Name two assumptions that the Perceptron makes about the data.

Binary classification. Linearly separable.

## General — 300

In regression, give one reason to prefer the squared loss over the absolute loss, and one reason to prefer the absolute loss over the squared loss.

Squared loss smooth, better for optimization. Absolute loss less sensitive to noise and outliers.

## General — 400

Give two distinct reasons why you might not be able to use Newton’s method on a particular data set (independent of convergence).

Loss not twice differentiable, Hessian matrix not positive definite.

## General — 500

In the soft-margin SVM decision boundaries below, which corresponds to what value of C, for $$C \in \{ 0.0001, 1, 100 \}$$?

Large C behaves like hard-margin SVM. Small C might have some errors. So it's: 0.0001, 1, 100.

## More General — 100

Question: What is the difference between supervised and unsupervised learning?

Supervised learning has labels. Unsupervised learning doesn't.

## More General — 200

Question: Why is your test error typically higher than your validation error?

Distribution shift and overfitting in model selection.

## More General — 300

Classify the following models as discriminative or generative:

• SVM
• Logistic regression
• Perceptron
• Naïve Bayes

All of them are discriminative except Naive Bayes.

## More General — 400

Classify these models as classification, regression, or both:

• kNN
• SVM
• Logistic regression
• Linear regression

Linear regression is regression; kNN is both; the other two are classification.

## More General — 500

What is the difference between linear regression and ridge regression?
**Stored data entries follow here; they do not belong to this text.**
PR #3086, opened 2019-03-25
Updating the ApplyOnnxModel transform to meet the API parameter ordering standards

### LINKED ISSUE #3082: ApplyOnnxModel API parameters are in the wrong order
The `ApplyOnnxModel` `Transformer` has a parameter order based on the `ONNX` model (see below) but as a `Transformer`, it should have parameters ordered to reflect the modification of the input `IDataView`.

Here is the current API:
```cs
public static OnnxScoringEstimator ApplyOnnxModel(this TransformsCatalog catalog,
            string modelFile,
            string outputColumnName,
            string inputColumnName,
            int? gpuDeviceId = null,
            bool fallbackToCpu = false);
```

This should be re-ordered to be:

```cs
public static OnnxScoringEstimator ApplyOnnxModel(this TransformsCatalog catalog,
            string outputColumnName,
            string inputColumnName,
            string modelFile,
            int? gpuDeviceId = null,
            bool fallbackToCpu = false);
```

Related to #3079

rogancarr:
This PR updates the `ApplyOnnxModel` transform to meet the API standards: Moving to `outputColumnName`, `inputColumnName`, `modelFile`.

Fixes #3082

### DIFF
--- a/docs/samples/Microsoft.ML.Samples/Dynamic/OnnxTransform.cs
+++ b/docs/samples/Microsoft.ML.Samples/Dynamic/OnnxTransform.cs
@@ -34,7 +34,7 @@ namespace Microsoft.ML.Samples.Dynamic
             var mlContext = new MLContext();
             var data = GetTensorData();
             var idv = mlContext.Data.LoadFromEnumerable(data);
-            var pipeline = mlContext.Transforms.ApplyOnnxModel(modelPath, new[] { outputInfo.Key }, new[] { inputInfo.Key });
+            var pipeline = mlContext.Transforms.ApplyOnnxModel(new[] { outputInfo.Key }, new[] { inputInfo.Key }, modelPath);
 
             // Run the pipeline and get the transformed values
             var transformedValues = pipeline.Fit(idv).Transform(idv);
--- a/src/Microsoft.ML.OnnxTransformer/OnnxCatalog.cs
+++ b/src/Microsoft.ML.OnnxTransformer/OnnxCatalog.cs
@@ -33,15 +33,15 @@ namespace Microsoft.ML
         /// Applies a pre-trained Onnx model.
         /// </summary>
         /// <param name="catalog">The transform's catalog.</param>
-        /// <param name="modelFile">The path of the file containing the ONNX model.</param>
         /// <param name="outputColumnName">The output column resulting from the transformation.</param>
         /// <param name="inputColumnName">The input column.</param>
+        /// <param name="modelFile">The path of the file containing the ONNX model.</param>
         /// <param name="gpuDeviceId">Optional GPU device ID to run execution on, <see langword="null" /> to run on CPU.</param>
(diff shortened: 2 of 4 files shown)


src/Microsoft.ML.OnnxTransformer/OnnxCatalog.cs
```diff
@@ -33,15 +33,15 @@ public static class OnnxCatalog
...
-        /// <param name="modelFile">The path of the file containing the ONNX model.</param>
         /// <param name="outputColumnName">The output column resulting from the transformation.</param>
         /// <param name="inputColumnName">The input column.</param>
+        /// <param name="modelFile">The path of the file containing the ONNX model.</param>
         /// <param name="gpuDeviceId">Optional GPU device ID to run execution on, <see langword="null" /> to run on CPU.</param>
         /// <param name="fallbackToCpu">If GPU error, raise exception or fallback to CPU.</param>
         public static OnnxScoringEstimator ApplyOnnxModel(this TransformsCatalog catalog,
-            string modelFile,
             string outputColumnName,
             string inputColumnName,
```
sfilipi: >inputColumnName [](start = 19, length = 15)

When might you want to use one over the other?

Ridge regression adds a regularizer: it's the MAP to linear regression's MLE.

## Unsupervised — 100

True or False, and Explain Why: K-means and PCA require labeled data

False. They're unsupervised learning methods and as such don't require labels.

## Unsupervised — 200

Give an example of how to choose k, the number of clusters, when using k-means.

Look at loss versus k and see where the graph has a "knee".

## Unsupervised — 300

Why do we remove the mean from data before computing principal components (i.e., equating them to singular vectors)?

Otherwise we'd tend to reduce to the direction of the mean, which is not what we want.

## Unsupervised — 400

Does Lloyd’s algorithm (the one we discussed to practically solve K-means) always yield the optimal clustering for a given k? If it doesn’t, why not?

It doesn't: there are multiple stable clusterings that could result.

## Unsupervised — 500

Give two motivations why someone might apply PCA on their data?

Removes computational cost of high dimensions, removes noise that might negatively impact learning, facilitates visualization, etc.